### What you need to do
Reproduce each line below with no alterations.
Records shown Start Marker
PR #857, opened 2021-03-12
feat: migrate Flow.cs to Flow.ts

ephread:
This is a completely new class.

Nothing particularly stands out about that file.

### DIFF
--- a/src/engine/Flow.ts
+++ b/src/engine/Flow.ts
@@ -24,6 +24,7 @@ export class Flow {
     if (arguments[3]) {
       let jObject = arguments[3] as Record<string, any>;
 
+      this.callStack.SetJsonToken(jObject["callstack"], story);
       this.outputStream = JsonSerialisation.JArrayToRuntimeObjList(
         jObject["outputStream"]
       );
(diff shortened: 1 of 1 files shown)


src/engine/Flow.ts
```diff
@@ -0,0 +1,108 @@
...
+    let name = arguments[0] as string;
+    let story = arguments[1] as Story;
+
+    this.name = name;
+    this.callStack = new CallStack(story);
+
+    if (arguments[3]) {
+      let jObject = arguments[3] as Record<string, any>;
+
+      this.outputStream = JsonSerialisation.JArrayToRuntimeObjList(
```
y-lohse, line 27: I'm not 100% sure, but it seems like in this signature, we also need to do `this.callStack.SetJsonToken ((Dictionary < string, object > )jObject ["callstack"], story);` (l. 21 of Flow.cs https://github.com/inkle/ink/compare/0.9.0%E2%80%A6v1.0.0#diff-8cbd10a71465fea0e316355215ad5788ea62c3094e5b1e27d8e99eff1c1ee9f1R21). I think we may be missing that here?

y-lohse (commented):
One question, other than that LGTM!

src/engine/Flow.ts
ephread: Oh yeah, you're right, good catch! I'll fix that.

y-lohse (approved):
Sweet, thanks!

PR #858, opened 2021-03-12
feat: migrate Error.cs to InkError.ts

ephread:
I didn't migrate the delegate, since it's just take the form of a regular JavaScript function.

Easy review! 😅


y-lohse (approved):
Yep cool, although any reason to name the file InkError and not Error?

ephread:
@y-lohse No particular reasons, I created the file before really looking into what it entailed, I wanted to avoid a conflict with the native `Error` type, but this isn't going to happen. I'll change the name, it'll make more sense!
Records shown End Marker
### Output of the exercise
PR #857, opened 2021-03-12
feat: migrate Flow.cs to Flow.ts

ephread:
This is a completely new class.

Nothing particularly stands out about that file.

### DIFF
--- a/src/engine/Flow.ts
+++ b/src/engine/Flow.ts
@@ -24,6 +24,7 @@ export class Flow {
     if (arguments[3]) {
       let jObject = arguments[3] as Record<string, any>;
 
+      this.callStack.SetJsonToken(jObject["callstack"], story);
       this.outputStream = JsonSerialisation.JArrayToRuntimeObjList(
         jObject["outputStream"]
       );
(diff shortened: 1 of 1 files shown)


src/engine/Flow.ts
```diff
@@ -0,0 +1,108 @@
...
+    let name = arguments[0] as string;
+    let story = arguments[1] as Story;
+
+    this.name = name;
+    this.callStack = new CallStack(story);
+
+    if (arguments[3]) {
+      let jObject = arguments[3] as Record<string, any>;
+
+      this.outputStream = JsonSerialisation.JArrayToRuntimeObjList(
```
y-lohse, line 27: I'm not 100% sure, but it seems like in this signature, we also need to do `this.callStack.SetJsonToken ((Dictionary < string, object > )jObject ["callstack"], story);` (l. 21 of Flow.cs https://github.com/inkle/ink/compare/0.9.0%E2%80%A6v1.0.0#diff-8cbd10a71465fea0e316355215ad5788ea62c3094e5b1e27d8e99eff1c1ee9f1R21). I think we may be missing that here?

y-lohse (commented):
One question, other than that LGTM!

src/engine/Flow.ts
ephread: Oh yeah, you're right, good catch! I'll fix that.

y-lohse (approved):
Sweet, thanks!

PR #858, opened 2021-03-12
feat: migrate Error.cs to InkError.ts

ephread:
I didn't migrate the delegate, since it's just take the form of a regular JavaScript function.

Easy review! 😅


y-lohse (approved):
Yep cool, although any reason to name the file InkError and not Error?

ephread:
@y-lohse No particular reasons, I created the file before really looking into what it entailed, I wanted to avoid a conflict with the native `Error` type, but this isn't going to happen. I'll change the name, it'll make more sense!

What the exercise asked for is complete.